• _DATA EXTRACT_:

PR #362, opened 2021-07-09
SCT-789 fix search by postcode

LBHTKarki:
## Link to JIRA ticket

https://hackney.atlassian.net/browse/SCT-789

When post code is used as a filter in person search the current implementation includes records with historical (non display) addresses as well. This is confusing to users because the type, display vs non display, is not visible on the front end.

This updates the gateway to exclude non display matches from results so only current display addresses are returned. 

#### _Checklist_


JohnFarrellDev (approved):
Looks good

• _TASK DESCRIPTION_: Set out exactly the run of lines that begins at the line holding "SCT-789 fix search by postcode" and ends at the last line of the data.

• _YOUR SOLUTION_:
SCT-789 fix search by postcode

LBHTKarki:
## Link to JIRA ticket

https://hackney.atlassian.net/browse/SCT-789

When post code is used as a filter in person search the current implementation includes records with historical (non display) addresses as well. This is confusing to users because the type, display vs non display, is not visible on the front end.

This updates the gateway to exclude non display matches from results so only current display addresses are returned. 

#### _Checklist_


JohnFarrellDev (approved):
Looks good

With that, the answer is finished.